Leases on the expiring page are grouped by landlord. Each group has an Export PDF button that produces a one-click landlord-facing report — one row per expiring lease with tenant, building/unit, days until end, current rent, suggested rent, % increase, and cap source.
The PDF downloads to your computer. Use it however the landlord prefers — attach to email, drop in a shared folder, print and hand over.
Export is read-only and works for everyone who can see the underlying leases. Rate-limited to 20 exports per hour per person.

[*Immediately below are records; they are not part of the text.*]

PR #8472, opened 2021-12-08
feat: new runtime selection

wcarlson5:
Move the runtime selection into the query plan. The runtime should be assigned and then validated. If validated correctly it will be assigned the same runtime and put on the cmd topic. If not validated the actual assignor will not not be affected and will move on to the next query. 

When receiving the plan to build the query the query build will find the runtime with that ID. If it doesn't exist it will make a new one.

Right now its doesn't check for config compatibility which is how it currently is. There needs to be some more work for config checking, but that should be a follow up PR. 

### Testing done 

### Reviewer checklist

### DIFF
--- a/ksqldb-common/src/main/java/io/confluent/ksql/util/KsqlConfig.java
+++ b/ksqldb-common/src/main/java/io/confluent/ksql/util/KsqlConfig.java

To have Urbero email the PDF directly, click Send to landlord on the landlord group. A confirm dialog opens with a recipient list — it defaults to the email addresses configured on the landlord's site settings (the same list that receives anonymous public inquiries). Add, remove, or override the recipients, then click send. The PDF goes out as an email attachment.
Who can Send: brokerage admin, brokerage owner, landlord admin, super-admin. Agents and viewers see Send greyed out — they can still Export, but the email goes out only when an admin signs off.
Rate limit: 10 sends per hour per person.
When the tenant responds, update the renewal row to accepted or declined. If they accept, record the new lease on the unit (see Leases) and the renewal row links back to it so the history connects end-to-end. If they decline, the unit eventually flips back to vacant when the current lease ends — at which point the inventory grid picks it up and you can start the next listing.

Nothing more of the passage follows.